Я подошел и сел рядом. Он смотрел в пол, держа стакан в руках.
– Ты все понял, Ринин?
– О, да. Всю жизнь я сталкиваюсь со святыми понятиями. Правда, не в твоем случае. Но, видимо, к тебе это тоже относится. – Он продолжал смотреть в пол.
– А у тебя их нет?
– Нет.
– Совсем?
– Совсем.
– Я могу говорить то да сё о твоей матери и о твоей сестре?
– И о своей тоже, – мгновенно отреагировал Ринальди. Мы оба расхохотались.
– Старый супермен, – сказал я.
– Может, я ревную.
– Так я тебе и поверил.
– Не в этом смысле. Я о другом. У тебя есть женатые друзья?
– Есть, – сказал я.
– А у меня нет. Таких, которые бы любили друг друга.
– Почему?
– Я вызываю у них подозрение.
– Не понял?
– Я змей. Змей раздора.
– Ты все перепутал. Там было яблоко раздора.
– А я говорю – змей!
Он развеселился.
– Тебе лучше не копать глубоко, – сказал я.
– Люблю тебя, малыш, за тычки, которые ты мне даешь, когда я превращаюсь в великого итальянского мыслителя. Просто я не всегда могу выразить словами, что знаю. А знаю я больше, чем ты.
– Да. Это правда.
– У тебя все будет хорошо. Несмотря на угрызения совести, все у тебя будет хорошо.
– Я так не думаю.
– О, да. Это так. Я счастлив, только когда работаю. – Он снова смотрел в пол.
– Твоя хандра пройдет.
– Нет. Мне нравятся еще две вещи, но одна плохо отражается на моей работе, а второй хватает на полчаса, если не на пятнадцать минут. А то и меньше.
– И даже гораздо меньше.
– Я, малыш, поднаторел. Можешь мне поверить. Но у меня ничего нет, кроме работы и двух вещей.
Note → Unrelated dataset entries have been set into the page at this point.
PR #696, opened 2026-04-29
✨ Track column type change and item duplicate posthog events

NathanVss:
Adds two new product analytics events and the e2e plumbing to verify them:

- `column_type_changed` (frontend) — fired when a user switches one of the customizable explorer columns.
- `item_duplicate` (backend) — fired on item duplication request.

### DIFF
--- a/src/backend/core/api/viewsets.py
+++ b/src/backend/core/api/viewsets.py
@@ -1641,6 +1641,8 @@ class ItemViewSet(
             duplicated_item_id=duplicated_item.id,
         )
 
+        posthog_capture("item_duplicate", user, {}, item=duplicated_item)
+
         serializer = self.get_serializer(duplicated_item)
         return drf.response.Response(serializer.data, status=drf.status.HTTP_201_CREATED)
 
--- a/src/backend/core/tests/items/test_api_items_duplicate.py
+++ b/src/backend/core/tests/items/test_api_items_duplicate.py
@@ -407,3 +407,33 @@ def test_api_items_duplicate_deleted_item():
     response = client.post(f"/api/v1.0/items/{item.id!s}/duplicate/")
 
     assert response.status_code == 403
+
+
+# Posthog events
+
+
+def test_api_items_duplicate_posthog_event(settings):
+    """Duplicating an item should send an 'item_duplicate' event."""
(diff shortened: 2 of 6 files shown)


src/backend/core/api/viewsets.py
```diff
@@ -1642,6 +1642,8 @@ def duplicate(self, request, *args, **kwargs):
             duplicated_item_id=duplicated_item.id,
         )
 
+        posthog_capture("item_duplicate", user, {}, item=duplicated_item)
```
kernicPanel, line 1644: IMO we should use "item_duplicated" to match other event names.
```suggestion
        posthog_capture("item_duplicated", user, {}, item=duplicated_item)
```

src/backend/core/tests/items/test_api_items_duplicate.py
```diff
@@ -407,3 +407,39 @@ def test_api_items_duplicate_deleted_item():
...
+    assert response.status_code == 201
+
+    mock_capture.assert_called_once()
+    args, kwargs = mock_capture.call_args
+    assert args[0] == "item_duplicate"
+    assert args[1] == user
+    assert args[2] == {}
+    duplicated_item = kwargs["item"]
+    assert duplicated_item.id != item.id
+    assert duplicated_item.creator == user
```
kernicPanel: Those assertions could be simplified with:
```suggestion
    duplicated_item = models.Item.objects.get(id=response.json()["id"])
    mock_capture.assert_called_once_with(
        "item_duplicate", user, {}, item=duplicated_item
    )
```

src/backend/core/api/viewsets.py
NathanVss: It is on purpose as it only triggers before the duplication, so at this point the item is not duplicated. Shortly: we want to record duplicate requests. If the duplication fails for any reasons, we stil want the event

PanchoutNathan (approved):

src/backend/core/api/viewsets.py
kernicPanel: Oh sorry, I didn't see the "delay".

kernicPanel (approved):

– Еще много чего получишь.
– Нет. Мы ничего не получаем. Мы рождаемся с тем, что у нас есть, и ничему не учимся. И ничего нового не получаем. Нам все уже дано на старте. Радуйся тому, что ты не латинянин.
– «Латинское» мышление! Нет такого понятия. Ты так гордишься своими недостатками.
Ринальди поднял голову и засмеялся:
– Давай, малыш, остановимся. Я устал так много думать. – Он, когда пришел, уже выглядел уставшим. – Пора бы и поесть. Я рад, что ты вернулся. Ты мой лучший друг и боевой брат.
– А когда боевые братья едят? – поинтересовался я.
– Прямо сейчас. Но сначала мы еще выпьем ради твоей печенки.
– Как учил святой Павел.
– Вот тут ты неточен. Он говорил о вине и о желудке. Употребляй немного вина ради желудка твоего[22].
– Что есть, то и наливай, – сказал я. – Не для того, так для другого.
– За твою девушку, – сказал Ринальди, поднимая стакан.